┌──

PR #365, opened 2019-09-20
LB-209 Want to consume new mirror for production appliance build

grodr:
Add functionality to appliance-build to infer the latest linux package mirror dataset for builds if no mirror url is passed in. 

Testing:
Ran git ab-pre-push 
http://selfservice.jenkins.delphix.com/job/devops-gate/job/master/job/appliance-build-orchestrator-pre-push/2212/parameters/

### DIFF
--- a/branch.config
+++ b/branch.config
@@ -1,0 +1,13 @@
+#
+# Copyright (c) 2019 by Delphix. All rights reserved.
+#
+
+#
+# The "BRANCH" parameter tracks the upstream branch of appliance-build. It is
+# used to determine which branch of the linux package mirror will be used for
+# the build if UPSTREAM_PRODUCT_BRANCH is not set. UPSTREAM_PRODUCT_BRANCH is
+# set when appliance build is built by the appliance-build Jenkins job. The
+# UPSTREAM_BRANCH parameter should be updated by the release lead on branching
+#
+
+UPSTREAM_BRANCH="master"
--- a/scripts/build-ancillary-repository.sh
+++ b/scripts/build-ancillary-repository.sh
@@ -142,27 +142,30 @@ function build_ancillary_repository() {
 #    environment variables, and the script will work as expected.
 #
 
-upstream_branch="${UPSTREAM_PRODUCT_BRANCH:-master}"
+if [[ -z "$UPSTREAM_BRANCH" ]]; then
+	echo "UPSTREAM_BRANCH is not set."
+	exit 1
+fi
 
 AWS_S3_URI_VIRTUALIZATION=$(resolve_s3_uri \
 	"$AWS_S3_URI_VIRTUALIZATION" \
 	"$AWS_S3_PREFIX_VIRTUALIZATION" \
-	"dlpx-app-gate/${upstream_branch}/build-package/post-push/latest")
+	"dlpx-app-gate/${UPSTREAM_BRANCH}/build-package/post-push/latest")
 
 AWS_S3_URI_MASKING=$(resolve_s3_uri \
 	"$AWS_S3_URI_MASKING" \
 	"$AWS_S3_PREFIX_MASKING" \
-	"dms-core-gate/${upstream_branch}/build-package/post-push/latest")
+	"dms-core-gate/${UPSTREAM_BRANCH}/build-package/post-push/latest")
 
 AWS_S3_URI_USERLAND_PKGS=$(resolve_s3_uri \
 	"$AWS_S3_URI_USERLAND_PKGS" \
 	"$AWS_S3_PREFIX_USERLAND_PKGS" \
-	"devops-gate/master/linux-pkg-build/${upstream_branch}/userland/post-push/latest")
+	"devops-gate/master/linux-pkg-build/${UPSTREAM_BRANCH}/userland/post-push/latest")
 
 AWS_S3_URI_KERNEL_PKGS=$(resolve_s3_uri \
 	"$AWS_S3_URI_KERNEL_PKGS" \
 	"$AWS_S3_PREFIX_KERNEL_PKGS" \
-	"devops-gate/master/linux-pkg-build/${upstream_branch}/kernel/post-push/latest")
+	"devops-gate/master/linux-pkg-build/${UPSTREAM_BRANCH}/kernel/post-push/latest")
 
 #
 # All package files will be placed into this temporary directory, such
--- a/scripts/docker-run.sh
+++ b/scripts/docker-run.sh
@@ -38,6 +38,29 @@ else
 	DOCKER_RUN="docker run"
 fi
 
+#
+# Set UPSTREAM_BRANCH. This will determine which version of the linux package
+# mirror is used.
+#
+if [[ -z "$UPSTREAM_PRODUCT_BRANCH" ]]; then
+	echo "UPSTREAM_PRODUCT_BRANCH is not set."
+	if ! source "$TOP/branch.config" 2>/dev/null; then
+		echo "No branch.config file found in repo root."
+		exit 1
+	fi
+
+	if [[ -z "$UPSTREAM_BRANCH" ]]; then
+		echo "UPSTREAM_BRANCH parameter was not sourced from branch.config." \
+			"Ensure branch.config is properly formatted with e.g." \
+			"UPSTREAM_BRANCH=\"<upstream-product-branch>\""
+		exit 1
+	fi
+	echo "Defaulting to branch $UPSTREAM_BRANCH set in branch.config."
+else
+	UPSTREAM_BRANCH="$UPSTREAM_PRODUCT_BRANCH"
+fi
+echo "Running with UPSTREAM_BRANCH set to ${UPSTREAM_BRANCH}"
+
 $DOCKER_RUN --rm \
 	--privileged \
 	--network host \
@@ -64,6 +87,7 @@ $DOCKER_RUN --rm \
 	--env DELPHIX_SIGNATURE_VERSIONS \
 	--env DELPHIX_UPGRADE_MINIMUM_VERSION \
 	--env DELPHIX_UPGRADE_MINIMUM_REBOOT_OPTIONAL_VERSION \
+	--env UPSTREAM_BRANCH="$UPSTREAM_BRANCH" \
 	--volume "$TOP:/opt/appliance-build" \
 	--workdir "/opt/appliance-build" \
 	appliance-build "$@"
--- a/scripts/run-live-build.sh
+++ b/scripts/run-live-build.sh
@@ -127,37 +127,72 @@ while ! curl --output /dev/null --silent --head --fail \
 
 	sleep 1
 done
+
+pkg_mirror_secondary=''
+if [[ -n "$DELPHIX_PACKAGE_MIRROR_SECONDARY" ]]; then
+	pkg_mirror_secondary="$DELPHIX_PACKAGE_MIRROR_SECONDARY"
+else
+	#
+	# If no secondary package mirror is provided, then pull in the latest
+	# mirror dataset for the build. If no latest dataset is found, then fail.
+	#
+	source_url="http://linux-package-mirror.delphix.com/$UPSTREAM_BRANCH/latest/"
+	if ! pkg_mirror_secondary=$(curl -fLSs -o /dev/null -w '%{url_effective}' "$source_url"); then
+		kill -9 $APTLY_SERVE_PID
+		echo "No URL found for PPA packages at ${source_url}."
+		exit 1
+	fi
+
+	# The mirror hosts secondary packages in the "ppas" subdirectory.
+	pkg_mirror_secondary+="ppas"
+fi
+
+sed "s|@@URL@@|$pkg_mirror_secondary|" \
+	<config/archives/delphix-secondary-mirror.list.in \
+	>config/archives/delphix-secondary-mirror.list
+
+pkg_mirror_main=''
+if [[ -n "$DELPHIX_PACKAGE_MIRROR_MAIN" ]]; then
+	pkg_mirror_main="$DELPHIX_PACKAGE_MIRROR_MAIN"
+else
+	#
+	# If no main package mirror is provided, then pull in the latest mirror
+	# dataset for the build. If no latest dataset is found, then fail.
+	#
+	source_url="http://linux-package-mirror.delphix.com/$UPSTREAM_BRANCH/latest/"
+	if ! pkg_mirror_main=$(curl -fLSs -o /dev/null -w '%{url_effective}' "$source_url"); then
+		kill -9 $APTLY_SERVE_PID
+		echo "No mirror URL found for ubuntu archive packages at ${source_url}."
+		exit 1
+	fi
+
+	#
+	# The internal mirror hosts the primary ubuntu package repository in the
+	# "ubuntu" subdirectory.
+	#
+	pkg_mirror_main+="ubuntu"
+fi
 set -o errexit
 
-if [[ -n "$DELPHIX_PACKAGE_MIRROR_SECONDARY" ]]; then
-	sed "s|@@URL@@|$DELPHIX_PACKAGE_MIRROR_SECONDARY|" \
-		<config/archives/delphix-secondary-mirror.list.in \
-		>config/archives/delphix-secondary-mirror.list
-fi
-
-if [[ -n "$DELPHIX_PACKAGE_MIRROR_MAIN" ]]; then
-	lb config \
-		--parent-mirror-bootstrap "$DELPHIX_PACKAGE_MIRROR_MAIN" \
-		--parent-mirror-chroot "$DELPHIX_PACKAGE_MIRROR_MAIN" \
-		--parent-mirror-chroot-security "$DELPHIX_PACKAGE_MIRROR_MAIN" \
-		--parent-mirror-chroot-volatile "$DELPHIX_PACKAGE_MIRROR_MAIN" \
-		--parent-mirror-chroot-backports "$DELPHIX_PACKAGE_MIRROR_MAIN" \
-		--parent-mirror-binary "$DELPHIX_PACKAGE_MIRROR_MAIN" \
-		--parent-mirror-binary-security "$DELPHIX_PACKAGE_MIRROR_MAIN" \
-		--parent-mirror-binary-volatile "$DELPHIX_PACKAGE_MIRROR_MAIN" \
-		--parent-mirror-binary-backports "$DELPHIX_PACKAGE_MIRROR_MAIN" \
-		--mirror-bootstrap "$DELPHIX_PACKAGE_MIRROR_MAIN" \
-		--mirror-chroot "$DELPHIX_PACKAGE_MIRROR_MAIN" \
-		--mirror-chroot-security "$DELPHIX_PACKAGE_MIRROR_MAIN" \
-		--mirror-chroot-volatile "$DELPHIX_PACKAGE_MIRROR_MAIN" \
-		--mirror-chroot-backports "$DELPHIX_PACKAGE_MIRROR_MAIN" \
-		--mirror-binary "$DELPHIX_PACKAGE_MIRROR_MAIN" \
-		--mirror-binary-security "$DELPHIX_PACKAGE_MIRROR_MAIN" \
-		--mirror-binary-volatile "$DELPHIX_PACKAGE_MIRROR_MAIN" \
-		--mirror-binary-backports "$DELPHIX_PACKAGE_MIRROR_MAIN"
-else
-	lb config
-fi
+lb config \
+	--parent-mirror-bootstrap "$pkg_mirror_main" \
+	--parent-mirror-chroot "$pkg_mirror_main" \
+	--parent-mirror-chroot-security "$pkg_mirror_main" \
+	--parent-mirror-chroot-volatile "$pkg_mirror_main" \
+	--parent-mirror-chroot-backports "$pkg_mirror_main" \
+	--parent-mirror-binary "$pkg_mirror_main" \
+	--parent-mirror-binary-security "$pkg_mirror_main" \
+	--parent-mirror-binary-volatile "$pkg_mirror_main" \
+	--parent-mirror-binary-backports "$pkg_mirror_main" \
+	--mirror-bootstrap "$pkg_mirror_main" \
+	--mirror-chroot "$pkg_mirror_main" \
+	--mirror-chroot-security "$pkg_mirror_main" \
+	--mirror-chroot-volatile "$pkg_mirror_main" \
+	--mirror-chroot-backports "$pkg_mirror_main" \
+	--mirror-binary "$pkg_mirror_main" \
+	--mirror-binary-security "$pkg_mirror_main" \
+	--mirror-binary-volatile "$pkg_mirror_main" \
+	--mirror-binary-backports "$pkg_mirror_main"
 
 lb build
 


scripts/run-live-build.sh
```diff
@@ -129,36 +129,64 @@ while ! curl --output /dev/null --silent --head --fail \
...
-	sed "s|@@URL@@|$DELPHIX_PACKAGE_MIRROR_SECONDARY|" \
-		<config/archives/delphix-secondary-mirror.list.in \
-		>config/archives/delphix-secondary-mirror.list
+    pkg_mirror_secondary="$DELPHIX_PACKAGE_MIRROR_SECONDARY"
+else
+    #
+    # If no secondary package mirror is provided, then pull in the latest
+    # mirror dataset for the build. If no latest dataset is found, then fail.
+    #
+    source_url="http://linux-package-mirror.delphix.com/$UPSTREAM_PRODUCT_BRANCH/latest/"
```
sebroy: Similar the comment I left in the `linux-pkg` review, I wonder if it would be cleaner to keep the Delphix infrastructure-specific details of which mirror URL gets used when building a particular branch to the Delphix-specific jenkins jobs that could then pass in the necessary inputs into this code.

grodr: I wanted this logic at the appliance-build and linux-pkg level rather than the jenkins level since these workflows can be ran locally without jenkins, so I wanted to support that workflow. I think it would be ideal if the local workflow is as close to prod as possible. However, this logic could potentially be done at the jenkins. Thoughts?

pzakha: One down-side I see of doing it this way is that it makes manual builds without Jenkins harder as we'd have to provide this argument manually. This is especially true for Linux-pkg which is built manually much more often.

sebroy: I can understand that argument. At the same time, we'd be hard coding bits of Delphix-internal infrastructure details within the business logic, which isn't ideal (especially in a public open-source code repo). It's your call, I don't feel that strongly about it.

scripts/run-live-build.sh
```diff
@@ -129,36 +129,64 @@ while ! curl --output /dev/null --silent --head --fail \
...
-		<config/archives/delphix-secondary-mirror.list.in \
-		>config/archives/delphix-secondary-mirror.list
+	pkg_mirror_secondary="$DELPHIX_PACKAGE_MIRROR_SECONDARY"
+else
+	#
+	# If no secondary package mirror is provided, then pull in the latest
+	# mirror dataset for the build. If no latest dataset is found, then fail.
+	#
+	source_url="http://linux-package-mirror.delphix.com/$UPSTREAM_PRODUCT_BRANCH/latest/"
+	pkg_mirror_secondary="$(curl -Ls -o /dev/null -w '%{url_effective}' $source_url)ppas"
```
prakashsurya: Can you explain the design for this, and/or point me to any existing written documentation for how this is supposed to work? What is the "public interface" that we're consuming here? I'm not questioning the validity, I would just like to better understand the full solution; e.g. how is this "service" managed, how will this be updated, what is the "interface" that we're adhering too, etc.

Is there a design doc that I can look over?

scripts/run-live-build.sh
```diff
@@ -129,36 +129,64 @@ while ! curl --output /dev/null --silent --head --fail \
...
-	sed "s|@@URL@@|$DELPHIX_PACKAGE_MIRROR_SECONDARY|" \
-		<config/archives/delphix-secondary-mirror.list.in \
-		>config/archives/delphix-secondary-mirror.list
+	pkg_mirror_secondary="$DELPHIX_PACKAGE_MIRROR_SECONDARY"
+else
+	#
+	# If no secondary package mirror is provided, then pull in the latest
+	# mirror dataset for the build. If no latest dataset is found, then fail.
+	#
+	source_url="http://linux-package-mirror.delphix.com/$UPSTREAM_PRODUCT_BRANCH/latest/"
```
prakashsurya: How will the `UPSTREAM_PRODUCE_BRANCH` be specified?

scripts/run-live-build.sh
```diff
@@ -129,36 +129,64 @@ while ! curl --output /dev/null --silent --head --fail \
...
+	pkg_mirror_secondary="$(curl -Ls -o /dev/null -w '%{url_effective}' $source_url)ppas"
+	if [[ "$pkg_mirror_secondary" == "${source_url}ppas" ]]; then
```
prakashsurya: Under what circumstances may this condition return true? e.g. what guarantees do we have about what the above `curl` command will return; when will it return the "correct" value, and when may it return an "incorrect" value? Is the only way to determine "correct vs. incorrect" by doing a comparison like this, with the original "source url"?

scripts/run-live-build.sh
basil: As an operator, I'm biased against hard-coding bits of Delphix-internal infrastructure details within the business logic. But as a developer, I understand that overly onerous environmental setup requirements inhibit code changes. Another option is to have this type of logic in both places: passed-in from `devops-gate` in the general case (which is most friendly to operators) while still making a best effort to infer it outside of `devops-gate` when it is not provided (which is friendly to developers). The more I think about it, the more I'm a fan of this option. What do others think?

pzakha: We already have similar logic in places like [this](https://github.com/delphix/appliance-build/blob/master/scripts/build-ancillary-repository.sh#L45), where we hardcode Delphix-internal infrastructure. I personally don't think that there is sensitive info in there, but adding this will not make things much more coupled to Delphix infrastructure than they are already.

pzakha: I'm fine with @basil's proposal. We already do something like this for the S3 urls in the example I provided above.

prakashsurya: > At the same time, we'd be hard coding bits of Delphix-internal infrastructure details within the business logic

@sebroy we already do that for certain parts of this repository; e.g. how we download our S3 package artifacts.

Unless we want to couple the build more tightly with Jenkins (e.g. only support building via Jenkins), then this is inevitable due to how we manage some of the things this build depends on. As a design principle, should we only support building via Jenkins? or should we support building outside of Jenkins, and take the approach that Jenkins is just one of the many potential users of the build?

prakashsurya: > Another option is to have this type of logic in both places: passed-in from devops-gate in the general case (which is most friendly to operators) while still making a best effort to infer it outside of devops-gate when it is not provided (which is friendly to developers).

@basil can you explain how this is different than what we've previously done, and what I think this change is doing? I had thought this was already the approach we should take, in general.

scripts/run-live-build.sh
grodr: We have nginx running a web server on our internal package mirror. On every successful update to the mirror we update an nginx config file to redirect  `http://linux-package-mirror.delphix.com/<delphix-branch>/latest/` to the latest updated mirror dataset, which can be dereferenced with a curl command as seen here. There is a redirect rule per branch. This mirror update and rewrite change are both done through this jenkins job `http://ops.jenkins.delphix.com/job/devops-gate/job/master/job/linux-package-mirror-sync/job/master/job/mirror1-sync/` (which is currently disabled to freeze the updates). The rewrite rule update in the job is here `https://gitlab.delphix.com/devops/devops-gate/blob/master/jenkins/jobs/pipelines/linux_package_mirror_sync.groovy#L402`. I am not sure what you mean by "public interface", let me know if that answers your questions, or if I can clarify more.

We do not have a design doc yet, but there should be one soon.

scripts/run-live-build.sh
grodr: This is set by the environment variable and should be the corresponding Delphix branch, e.g. `master` or `6.0/stage`.

pzakha: @grodr Coming back to the issue of building manually, we should probably use a similar logic in here as we do in the other place that consumes UPSTREAM_PRODUCT_BRANCH: https://github.com/delphix/appliance-build/blob/master/scripts/build-ancillary-repository.sh#L145.

prakashsurya: > This is set by the environment variable

Where does this environment variable get set?

scripts/run-live-build.sh
prakashsurya: Thanks for the details.

After the "latest" redirect has changed, how long will the previous URL work? I presume, if it changes in the middle of a running build, the old build URL(s) will still work, right? For how long will they work? and what will be the cadence for updating the redirect?

scripts/run-live-build.sh
prakashsurya: > This is set by the environment variable

Where does this environment variable get set?

re:
```
upstream_branch="${UPSTREAM_PRODUCT_BRANCH:-master}"
```
This code will break once we branch, so I don't think this is something we should duplicate.

pzakha: The alternative is to fail the manual build if this is not provided.

prakashsurya: @pzakha I'm sure I can work with @grodr to come up with a solution that works for our requirements; which is supporting our branching model, and enables manual builds without having to manually specify this variable.

With that said, I don't know if this has already been solved or not, which is why I was trying to ask @grodr for more details.

scripts/run-live-build.sh
grodr: Since I am using the -s (--silent) flag (since I just want the resulting URL) this returns `true` if the server responds to the HEAD request. Looking into this more, I think I should add the `--show-error` option as well so that the curl will fail if the URL doesn't exist. Then I won't have to do the comparison, and can just check the error message of the curl call. I will update to do that.

scripts/run-live-build.sh
grodr: Since we are dereferencing the redirect and we are not removing the previous dataset, the previous URL will continue to work indefinitely at the moment. We will eventually add clean up for old datasets, the plan being to remove old datasets after a few days so that we do not break any in flight builds.

scripts/run-live-build.sh
basil: Previously we placed direct references to `npm.delphix.com` or `artifactory.delphix.com` in builds. In fact, we have over 5,0000 such references in `dlpx-app-gate` today:

```
[basil:~/work/app/dlpx-app-gate]$ git grep artifactory.delphix.com | wc -l
5642
```

This is friendly to developers but not operators. This PR (as it stands today) continues the same pattern. I am now proposing that we adopt a two-pronged approach where such operational concerns are centralized in `devops-gate` while still making a best effort to infer a sensible value outside of `devops-gate` for convenience during interactive development.

prakashsurya: In the proposed two-pronged approach (for this particular case), what would the devops-gate code look like? would it effectively be duplicating the logic that's in this PR, of interacting with the "latest" redirect? or something different?

I'm not necessarily against a two-pronged approach in general, but I'm not sure I completely understand the proposed solution without seeing code changes implementing the suggestion.

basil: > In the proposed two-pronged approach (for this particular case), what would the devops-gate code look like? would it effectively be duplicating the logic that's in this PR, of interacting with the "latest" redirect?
PR #368, opened 2019-10-08
Ensure that we are using secondary mirror

jgallag88:
This removes uses of non-mirror apt repositories. In particular, we were using the ansible repository to fetch ansible packages and the upstream ddebs repository to fetch the kernel debug symbols. By removing those repositories, we ensure that we are pulling these packages from our mirrors.

This also adds to live-build the public key for the secondary mirror, allowing us to remove `[trusted=yes]` from the repository configuration.


jgallag88:
### Testing:

Checked the appliance-build output to confirm that the ansible and debug symbol packages were being fetched from our mirror.

ab-pre-push: http://selfservice.jenkins.delphix.com/job/devops-gate/job/master/job/appliance-build-orchestrator-pre-push/2291/console

jgallag88:
@grodr I've left off the `bionic-security` archive for the secondary mirror for now. I tried to add that, but the build failed with the error:
```
16:41:46  E: The repository 'http://linux-package-mirror.****.com/master/415f972b/ppas bionic-security Release' does not have a Release file.
```
http://selfservice.jenkins.delphix.com/job/devops-gate/job/master/job/appliance-build-orchestrator-pre-push/2291/console
Not sure if that is expected or not.

grodr:
> Not sure if that is expected or not.

@jgallag88 that is expected. The ddebs repository doesn't have a a `security` sub repo (see here http://ddebs.ubuntu.com/dists/) and it doesn't look like the ansible ppa has a `security` version either.

prakashsurya:
bors delegate+

live-build/auto/config
```diff
@@ -31,24 +31,6 @@
 # delphix-platform.
 #
 lb config noauto \
```
pzakha: How does this `lb config` step interact with the `lb config` done in `scripts/run-live-build.sh`?

jgallag88: The `auto` script here is basically a wrapper around the real `lb config` command, and `run-live-build.sh` is invoking this script. The invocation here provides the default options, which are added to / overridden by the options passed in from `run-live-build.sh`. This has some details on how it works: https://live-team.pages.debian.net/live-manual/html/live-manual/managing-a-configuration.en.html

PR #370, opened 2019-10-08
[Backport of LB-209 to 6.0/stage] Want to consume new mirror for prod…

grodr:
Backport of commit 4aa9fc996e5c589545f507eb8d7d309f68e96aed on master to allow appliance-build to use the package mirror for 6.0/stage builds.

Testing link (kicked off appliance-build-stage1 without UPSTREAM_PRODUCT_BRANCH set and verified `Defaulting to branch 6.0/stage set in branch.config` was present in jenkins log )
http://collins.d.delphix.com:35379/job/devops-gate/job/master/job/appliance-build-stage1/job/master/job/post-push/354/consoleFull

### DIFF
--- a/branch.config
+++ b/branch.config
@@ -1,0 +1,13 @@
+#
+# Copyright (c) 2019 by Delphix. All rights reserved.
+#
+
+#
+# The "BRANCH" parameter tracks the upstream branch of appliance-build. It is
+# used to determine which branch of the linux package mirror will be used for
+# the build if UPSTREAM_PRODUCT_BRANCH is not set. UPSTREAM_PRODUCT_BRANCH is
+# set when appliance build is built by the appliance-build Jenkins job. The
+# UPSTREAM_BRANCH parameter should be updated by the release lead on branching
+#
+
+UPSTREAM_BRANCH="6.0/stage"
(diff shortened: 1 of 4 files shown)


prakashsurya:
I want to point out, in this build, the `UPSTREAM_PRODUCT_BRANCH` is set to "master".. see [here](http://selfservice.jenkins.delphix.com/job/devops-gate/job/master/job/appliance-build-stage1/job/master/job/pre-push/6833/parameters) for the build parameters. I don't know for sure, since I haven't tried to root cause why it's using "master", but it might be a result of [this](https://jira.delphix.com/browse/TOOL-8444) bug.

pzakha:
We will probably need to just push this manually without bors for now then.

prakashsurya:
> We will probably need to just push this manually without bors for now then.

I'd like a root cause with details about why we can't (or, don't want to) fix the build, before we stop enforcing testing on our release branches. I don't currently support such a decision to disable the testing.

pzakha:
I'm just proposing that we push this particular work so that we can leverage Delphix mirrors on the Delphix/staging branch. This particular PR did get tested already (see link in description).

This does look like TOOL-8444, and I do think we should fix it, I'm just proposing to not block this PR until we fix it.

└──

What the task asks: Search the entries above for the string "comparison". Copy each line that holds it.

Answer section:
prakashsurya: Under what circumstances may this condition return true? e.g. what guarantees do we have about what the above `curl` command will return; when will it return the "correct" value, and when may it return an "incorrect" value? Is the only way to determine "correct vs. incorrect" by doing a comparison like this, with the original "source url"?
grodr: Since I am using the -s (--silent) flag (since I just want the resulting URL) this returns `true` if the server responds to the HEAD request. Looking into this more, I think I should add the `--show-error` option as well so that the curl will fail if the URL doesn't exist. Then I won't have to do the comparison, and can just check the error message of the curl call. I will update to do that.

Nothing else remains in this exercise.